I've got multiple physical file servers, and each one has a samba config setup to serve the appropriate shares. Since I never got RHCS to work, only one of the file servers has the LUNs mounted at a time. In the event that a fileserver dies, I fence it manually (either by unmounting and unpresenting the drive, using the navisphere utility, or by killing the power via DRAC) then use the navisphere utility to bring up the presented LUNs on the next contender (after which, start apache and the other daemons). All by hand, right now.

I feel sort off like Ferris Bueller playing the clarinet. Never had a lesson!

Anyway, I'm trying to improve. What I want to do is install ESXi on the physical hosts, then create LUNs to hold two fileserver images (in case one gets corrupt/fubar), one of which will be the active, the other will be the standby. At least this way, I don't improve the automation (although I'll get around to writing a script to switch the "active" server at some point soon), but I feel like I'm adding flexibility, plus I can use the ESXi hosts to hold other VMs, and the hardware won't be wasted, like it is now.

My questions are:

1) How stupid is my plan?

2) When it comes to the actual implementation, should I create a normal vmdk image on the LUN, or should I give it a "raw" partition (if that's even possible with ESXi?)

3) Is there a "good" way to use non-clustered fileservers?

Best Answer

Your plan is not nuts. As usual, there's more than a few ways to attack this based on what you're trying to achieve and how to protect your data.

First up, you can present a raw LUN to a VM using a "Raw Device Mapping". To do this:

  • Present the LUN to the ESXi host (or host group, if you are going to use clustering/HA)
  • Add a disk to your VM, select Raw Device Mapping, point at the LUN
  • Rescan the SCSI bus inside the VM
  • fdisk, mount and add to fstab, just like a normal disk.

Upside: fast to set up, fast to use, easy, can represent the disk to physical host if you find yourself needing to V2P down the track

Downside: you may lose some VMware-based snapshot/rollback options, depending on if you use physical or virtual compatibility mode

An alternate option is to create VMFS on the LUN to create a datastore, then add a VMDK disk to the VM living on that datastore.

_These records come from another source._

PR #1030, opened 2023-04-07
Add vector-or-scalar traits

BeastLe9enD:
This PR adds the traits `ScalarVector`, `NumberVector`, `IntegerVector`, `UnsignedIntegerVector`, `SignedIntegerVector`, `FloatVector`.
This traits can be either a scalar or a vector type. (Not sure how to name them, I'm open for changes there).

Motivation:
I am currently adding support for subgroup operations, and for example `OpGroupNonUniformIAdd`s result type must be scalar or vector of integer type, so it would be useful to have traits that represent types like this.

### DIFF
--- a/crates/spirv-std/src/float.rs
+++ b/crates/spirv-std/src/float.rs
@@ -9,17 +9,50 @@ use core::arch::asm;
 /// # Safety
 /// Implementing this trait on non-primitive-float types breaks assumptions of other unsafe code,
 /// and should not be done.
-pub unsafe trait Float: num_traits::Float + crate::scalar::Scalar + Default {
+pub unsafe trait Float: num_traits::Float + crate::scalar::Scalar {
     /// Width of the float, in bits.
     const WIDTH: usize;
 }
 
-unsafe impl Float for f32 {
-    const WIDTH: usize = 32;
+/// Abstract trait representing a SPIR-V floating point type. It may also be a vector type.
+///
+/// # Safety
+/// Implementing this trait on non-primitive-float types breaks assumptions of other unsafe code,
+/// and should not be done.
+pub unsafe trait FloatVector: crate::scalar::ScalarVector {
+    /// Width of the float, in bits.
+    const WIDTH: usize;
 }
 
-unsafe impl Float for f64 {
-    const WIDTH: usize = 64;
+macro_rules! impl_floats {
+    (unsafe impl Float for $($typ:ty)*;) => {
+        $(
+            unsafe impl Float for $typ {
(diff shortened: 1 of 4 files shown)


crates/spirv-std/src/vector.rs
```diff
@@ -23,3 +25,54 @@ unsafe impl Vector<u32, 4> for glam::UVec4 {}
...
+///
+/// # Safety
+/// Implementing this trait on non-simd-vector/scalar types breaks assumptions of other unsafe code, and
+/// should not be done.
+pub unsafe trait ScalarOrVector {
+    /// The scalar type
+    type Scalar;
+
+    /// The dimension of the vector, or 1 if it is a scalar
+    const DIM: usize;
```
LegNeato, line 39: Can you use [std](https://doc.rust-lang.org/stable/std/index.html)::[num](https://doc.rust-lang.org/stable/std/num/index.html)::[NonZeroUsize](https://doc.rust-lang.org/stable/std/num/struct.NonZeroUsize.html#) here?

BeastLe9enD:
@oisyn Yea the thing is, my plan is to add support for subgroup operations after this PR has been merged, and there are some ops like `OpGroupNonUniformIAdds` for which this trait can be really useful.

crates/spirv-std/src/vector.rs
BeastLe9enD: Yes, theoretically you could do it, but I am not sure if it is currently supported in Rust-Gpu.

oisyn:
Right! I would suggest adding this trait as part of that work.

crates/spirv-std/src/vector.rs
```diff
@@ -23,3 +25,54 @@ unsafe impl Vector<u32, 4> for glam::UVec4 {}
...
+    for f64, 4: unsafe impl ScalarOrVector for glam::DVec4;
+
+    for u32, 2: unsafe impl ScalarOrVector for glam::UVec2;
+    for u32, 3: unsafe impl ScalarOrVector for glam::UVec3;
+    for u32, 4: unsafe impl ScalarOrVector for glam::UVec4;
+
+    for i32, 2: unsafe impl ScalarOrVector for glam::IVec2;
+    for i32, 3: unsafe impl ScalarOrVector for glam::IVec3;
+    for i32, 4: unsafe impl ScalarOrVector for glam::IVec4;
+}
```
eddyb, line 78: It would be nicer to make this one per line, like `i32: IVec2 => 2, IVec3 => 3, IVec4 => 4;`
Also, you can make the macro implement both `Vector` and `ScalarOrVector` at the same time.

PR #1046, opened 2023-04-22
Update platform-support.md

TrueDoctor:
Remove internal and unsupported compilation targets from public docs


eddyb (changes requested):
This is not ideal, the reality is much more complicated. Some of these still work, and they mostly come from SPIRV-Tools, so it will take more to rectify it.

Issue #1053, opened 2023-04-25
Unable to compile `spirv-std-macros` with old `Cargo.lock`.


dsvensson:
When trying to get [this project](https://github.com/hatoo/ash-raytracing-example) working with more recent versions of dependencies I get the following with spirv-std bumped to 0.7.0

```
error[E0599]: no method named `token` found for struct `LitStr` in the current scope
   --> C:\....\.cargo\registry\src\index.crates.io-6f17d22bba15001f\spirv-std-macros-0.7.0\src\lib.rs:790:65
    |
790 | ...                   new_t.push(TokenTree::Literal(l.token()));
    |                                                       ^^^^^ method not found in `LitStr`
```

I bumped the rust-toolchain.toml to the same as in this repo fwiw.

eddyb:
Does this go away when you run `cargo update -p syn`? If so, the issue is that we only require an old version:
https://github.com/EmbarkStudios/rust-gpu/blob/a64857af0247dabdf08103b9c91ce0355c6530b8/crates/spirv-std/macros/Cargo.toml#L17
But some other dependencies are forcing newer versions:
https://github.com/EmbarkStudios/rust-gpu/blob/a64857af0247dabdf08103b9c91ce0355c6530b8/Cargo.lock#L2386-L2388

Thankfully, this shouldn't affect newer projects, as Cargo will always pick the newest version when creating the `Cargo.lock`, but it is a mistake on our part and we should be careful with dependencies like that.

This is probably not strong enough, but we should at least [run `cargo update -Z minimal-versions`](https://github.com/rust-lang/cargo/issues/4100) in CI, to force dependency versions in `Cargo.toml` files to be large enough to allow building & passing tests (cc @repi).

But I just tried that and it fails to compile `anyhow 1.0.0`, so that probably means the ecosystem isn't necessarily readily to do something that broad. Also, it would perhaps be nicer if we just forced version bumps in `Cargo.lock` to be reflected in `Cargo.toml`, instead, but I can't find a command that would make the two equal.

eddyb:
@dsvensson I've opened a tentative fix:
* #1054

But note that the simplest fix for that project is still likely running `cargo update -p syn`.

dsvensson:
Aha, doh, so deleting Cargo.lock and rebuilding, should have tried. :man_facepalming: Thanks.

dsvensson:
[...]

PR #1054, opened 2023-04-26
ci: add custom lint for `spirv-std` building with `-Z minimal-versions`.

eddyb:
This tries to prevent issues like:
* #1053

Note that the separation into commits is to aid review, and also I'm going to open this PR without the fix for the failure, so that I can demonstrate CI failing with the new check.


eddyb:
[CI fails as expected](https://github.com/EmbarkStudios/rust-gpu/actions/runs/4805654088/jobs/8552282020?pr=1054), will push fix commit now.

crates/spirv-std/macros/Cargo.toml
```diff
@@ -14,4 +14,4 @@ proc-macro = true
 spirv-std-types.workspace = true
 proc-macro2 = "1.0.24"
 quote = "1.0.8"
-syn = { version = "1.0.58", features = ["full", "visit-mut"] }
+syn = { version = "1.0.85", features = ["full", "visit-mut"] }
```
eddyb, line 17: Should we consider switching to [`syn 2.0.0`](https://github.com/dtolnay/syn/releases/tag/2.0.0)?
I guess even if we do, I still want to land the CI check separately.

repi: yeah we can definitely switch

repi (approved):

Issue #1048, opened 2023-04-24
`DebugPrintf` prevents panics' infinite loops from being (unsoundly) optimized away.


charles-r-earp:
#768

See https://github.com/charles-r-earp/rust-gpu/tree/debug_printf_panic.

A minimal example that prints and panics. 
```rust
#![no_std]
#![feature(asm_experimental_arch)]

use spirv_std::macros::spirv;

#[spirv(compute(threads(1)))]
pub fn main() {
    unsafe {
        spirv_std::macros::debug_printfln!();
    }
    // panic becomes infinite loop, normally optimized away
    // but with debug_printf it is not.
    panic!();
}
```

  • Upside: it's Storage vMotion-friendly if you ever buy a license to use it. This allows for hot migration of VMDK disks between LUN's and even SAN's.

In both cases, you're in a similar risk position should VMware or your VM eat the filesystem during a failure; one is not drastically better than the other although what recovery options will be available will be quite different.

I don't deploy RDM's unless I have to; I've found they don't buy me much flexibility as a VMDK (and I've been bitten by bugs that made them impractical when performing other storage operations (since fixed - see RDM section in that link))


As for your VM, your best bet for flexibility is to store your fileserver's boot disk as a VMDK on the SAN so that you can have other hosts boot it in the case of a host failure. Using VMware's HA functionality, booting your VM on another host is automatic (the VM will boot on the second host as if the power had been pulled; expect to perform the usual fsck's and magic to bring it up as in the case of a normal server). Note, HA is a licensed feature.

To mitigate against a VM failure, you can build a light clone of your fileserver, containing the bare minimum required to boot and have SAMBA start in a configured state and store this on each host's local disk, awaiting you to add the data drive from the failed VM and power it on.

This may or may not buy you extra options in the case of a SAN failure; best case scenario, your data storage will require a fsck or other repair, but at least you don't have to fix, rebuild or configure the VM on top. Worst case, you've lost the data and need to go back to tape... but you were already in that state anyway.